I'm trying to understand the right procedure for making cuts in max-flow min-cut problems.
In this network here https://i.stack.imgur.com/SornO.png with the dashed cut through the middle, when working out the capacity of this cut, you would not include the capacity 9 of the $v_3$ to $v_2$ edge, because it is going backwards towards S (though, if you would count the -4 if you were working out how much actual flow you were interrupting). This I understand.

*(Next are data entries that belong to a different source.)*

PR #11772, opened 2023-12-01
(webdriverio): add isStable, waitForStable commands

### LINKED ISSUE #3106: click should wait for animation to finish
Modern interfaces use animations heavily to, for example, animate dialogs, slide sidebars in/out etc.

In order to handle this, right now, the suggestion is to write a custom command as per the issue submitted here: https://github.com/webdriverio/webdriverio/issues/429

While animated UI was rare before, now that it is common, it would be a benefit to handle this in webdriverio. This would be similar to the idea that `click` waits for the element to exist and scrolls to it before clicking. The `click` command is a smart function and is not a nieve implementation of just clicking.

When calling `click`, the library could run a test as simple as getting the coordinates of the element, waiting until the next `requestAnimationFrame` and if the new coordinates are the same, we know that the element is not animating. If it's not animating, execute the click command. If it is animating, then we do another `requestAnimationFrame` test. There can be a timeout in the unusual case that the element animates forever.

This works as described in the Cypress test runner, an alternative to WebdriverIO. It works really well.

**Additional context**
n/a

erwinheitzman:
## Proposed changes

Resolves #3106

## Types of changes

- [ ] Documentation update

## Checklist


packages/webdriverio/src/commands/element/isStable.ts
```diff
@@ -0,0 +1,69 @@
...
+ * @return {Boolean} true if element is stable, false if unstable
+ * @type state
+ *
+ */
+export async function isStable (this: WebdriverIO.Element) {
+    const browser = getBrowserObject(this)
+    return await browser.executeAsync((elem, done) => {
+        try {
+            const previousPosition = elem.getBoundingClientRect()
+            requestAnimationFrame(() => {
```
BorisOsipov, line 54: Browsers will never call `window.requestAnimationFrame()` callback for background tab(performance optimisation) and drivers will throw meaningless `script timeout error` after `script timeout` time. So if user calls `isStable()` for element in inactive tab, it will be nice to inform him about it somehow in a friendly way.

You can easily reproduce it through test cases such as

```
browser.url("someurl")
$("some <a target="_blank"></a> element").click()
$("any element").isStable() // script timeout error here
```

But, I was told that if you were to make a cut say across edges $(v_3,t), (v_4,v_3), (v_2, v_4)$ you in fact don't count the capacity - and I think not even the flow, though please correct me if I'm wrong - of edge $(v_4, v_3)$ - why? How am I supposed to know which edges that I cut across to exclude from the calculations?
Is it because, if I were to cut all 3 of those edges, because all the edges supplying $v_4$ have been cut (namely $(v_2,v_4)$ ) then all edges leaving v4 are now defacto 'empty'?
If I'm right, then if I were to make a cut along $(s, v_2), (v_2,v_1)$ and $(v_1,v_3)$ then I wouldn't count $(v_2,v_1)$, since all edges supplying $v_2$ are already, so any capacity potentially leaving $v_2$ is already accounted for with another cut? Is this right - if not, what's the understanding behind this/procedure to follow?
Thanks very much, indeed!
Edit for future readers: it was the insightful comments supporting the accepted answer that brought it together for me, so check those out for the full explanation.
A cut in a network isn't a line drawn through the picture. It is a partition of the vertices into two sets, $S$ and $T$, such that the source is in $S$ and the sink is in $T$. Then the capacity of a cut is the sum of the capacities of all the edges that go from a vertex in $S$ to a vertex in $T$.